# Should I stay or should I go?



## confussed64 (Jun 19, 2012)

I have been reading a lot of the posts here and have found that most are about marriages that are fairly new. I was looking for some advise on my situation and so far have not found anything that really pertains, so I figured I would just have to jump right in. I have been married for 18 yrs, have a 15 yo son together and I have a 25 yo from a previous relationship. Over the past few yrs I have built up a lot of resentment towards my husband, he was never one to "be the man" of the family.  I seem to make all major decisions regarding financial, child rearing/discipline...just about everything. Let's just say that due to the resentment I find myself being hyper critical of everything he does and I do not love him anymore. He never stands up for himself about anything, me, the kids, at work, even in out to dinner. If we get into an argument, even if I am wrong, he is always the one to apologize. He never makes decisions on his own about just about everything...as a matter of fact a few months ago he even asked me if he could put BBQ sauce on a sandwich he was making...I mean come on...Really? :scratchhead: I did tell him last yr that I was not happy in the marriage, and that I am basically here because of the 15 yo. I really want out but do not want to disrupt the child's life. Is it better to stay or should I go? Any advise would be helpful.


----------



## jh52 (Apr 29, 2012)

confussed64 said:


> I have been reading a lot of the posts here and have found that most are about marriages that are fairly new. I was looking for some advise on my situation and so far have not found anything that really pertains, so I figured I would just have to jump right in. I have been married for 18 yrs, have a 15 yo son together and I have a 25 yo from a previous relationship. Over the past few yrs I have built up a lot of resentment towards my husband, he was never one to "be the man" of the family. I seem to make all major decisions regarding financial, child rearing/discipline...just about everything. Let's just say that due to the resentment I find myself being hyper critical of everything he does and I do not love him anymore. He never stands up for himself about anything, me, the kids, at work, even in out to dinner. If we get into an argument, even if I am wrong, he is always the one to apologize. He never makes decisions on his own about just about everything...as a matter of fact a few months ago he even asked me if he could put BBQ sauce on a sandwich he was making...I mean come on...Really? :scratchhead: I did tell him last yr that I was not happy in the marriage, and that I am basically here because of the 15 yo. I really want out but do not want to disrupt the child's life. Is it better to stay or should I go? Any advise would be helpful.


Don't take this wrong but could it be that you are overbearing and need to be in control amd he just gave up trying to get his way. or tired of arguing with you all the time.

Think back -- do you always have to have the last word. 

Unless he was like this when you married him -- it appears you may have trained him well and now you say you don't love him.

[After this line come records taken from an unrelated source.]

PR #1696, opened 2020-11-06
Add optional container to BulkEmailer.addMessage

labkey-alan:
#### Rationale
The bulk emailer doesn't associate a container with an email message, even though the MailHelper.send method supports passing a container in for auditing purposes. This PR adds an optional container to addMessage which we thread through to MailerHelper.send. 

#### Related Pull Requests
* https://github.com/LabKey/labbook/pull/66

#### Changes
* Add  optional container arg to BulkEmailer.addMessage

### DIFF
--- a/api/src/org/labkey/api/util/MailHelper.java
+++ b/api/src/org/labkey/api/util/MailHelper.java
@@ -505,7 +505,8 @@ public class MailHelper
      */
     public static class BulkEmailer extends Thread
     {
-        private final Map<Collection<String>, MimeMessage> _map = new HashMap<>(10);
+        private final Map<Collection<String>, MimeMessage> _messageMap = new HashMap<>(10);
+        private final Map<Collection<String>, Container> _containerMap = new HashMap<>(10);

This is of course just my opinion -- but from what you wrote -- just think about what I said.

Good luck !!


----------



## confussed64 (Jun 19, 2012)

He has always been like that and someone had to step up and take the lead, I had it thrust up my, not something that I wanted. I would prefer to have a man that is capable of making decisions or at least to make decisions together...but the burden has been mine for so long and I am just tired of it. and there was never any arguing until recently....So he has not given up or I have NOT trained him to be that way.


----------



## jh52 (Apr 29, 2012)

confussed64 said:


> He has always been like that and someone had to step up and take the lead, I had it thrust up my, not something that I wanted. I would prefer to have a man that is capable of making decisions or at least to make decisions together...but the burden has been mine for so long and I am just tired of it. and there was never any arguing until recently....So he has not given up or I have NOT trained him to be that way.


I didn't mean to get you upset. I know this is a major problem in your marriage and you are trying to understand and get suggestions how to rectify the situation.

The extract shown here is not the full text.